21-03-2012, 03:46 PM
involute SIGMA
sigma-sh(Eng).pdf (Size: 1.08 MB / Downloads: 155)
Introduction
involute Σ (Spur & Helical) adopted many customer requests from those who used conventional software, and the software was revised in May, 2000. In addition, 3D tooth form stress analysis software and 3D error analysis software was added in May, 2001. The latest involue Σ can output tooth form in 3D data, and it can observe the meshing line of contact of gear rotation continuously by tooth form rendering (see Fig. 1.1). Other new functions to obtain gear strength standards and infer optimum addendum modification coefficient were added.
Reasoning-2
The function of reasoning-2 decides the optimum addendum modification coefficient on the basis of specific sliding and meshing ratio. Fig. 1.6 graphs largest sliding ratio of pinion in red line, largest sliding ratio of gear in blue line, transverse contact ratio in green line. This case, an addendum modification coefficient of 0.2 of pinion is optimum tooth form, when it is judged from sliding ratio and contact ratio.
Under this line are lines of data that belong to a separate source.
PR #9409, opened 2021-07-03
Fix cdb3dd049: Loading of GOAL chunks

glx22:
## Motivation / Problem
Loading of pre-table chunks must use vector returned by `SlCompatTableHeader` not the `Saveload` array.

## Description
Use the right thing.

## Checklist for review


TrueBrain (approved):
Bit weird commit message, but otherwise looks good. Tnx for fixing it :)

The commit message suggests loading doesn't work currently, but that is not true. It will only fail if things get changed. So I suggest something like:

`Fix cdb3dd049: GOAL chunk was not using the header for loading`

Or something.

DXF and IGES File Output of Tooth Profile
It is possible to output the gear tooth profile by 2D, 3D-DXF and 3D-IGES files.
(1) The tooth profile output gives module shrinkage percentage and pressure angle correction factor for metal molds.
(2) The output tooth numbers can be set manually .
(3) The coordinate value is output to 8 decimal places.
Tooth Profile Rendering
3D tooth profile meshing can be drawn as in Fig. 1.12. The pinion rotates in 1 degree increments if the gear meshing step angle is 1; the pinion stands still if the gear meshing step angle is 0. The tooth profile direction can be freely changed, extended and reduced. Fig. 1.12 displays figure and setting screen from the gear side, and Fig. 1.13 displays figure from the pinion side. In meshing part of Fig. 1.12, line of contact can be observed.
Zero Class Gear
The involute plane of the gear tooth type is important, but the dedendum shape is important as well. The graph of Fig. 1.21 is a test result (both tooth surface meshing) of a tooth form that connected the root of tooth curve in optional R; Fig. 1.22 shows the test result of theoretical trochoid curve tooth form.
In the case of a basic generating motion, the tooth root shape is a semi-trochoid curve decided by ① pressure angle, ② basic rack dedendum, ③ dedendum R, ④ addendum modification, ⑤ teeth number. involute Σ outputs the theoretical tooth form curve.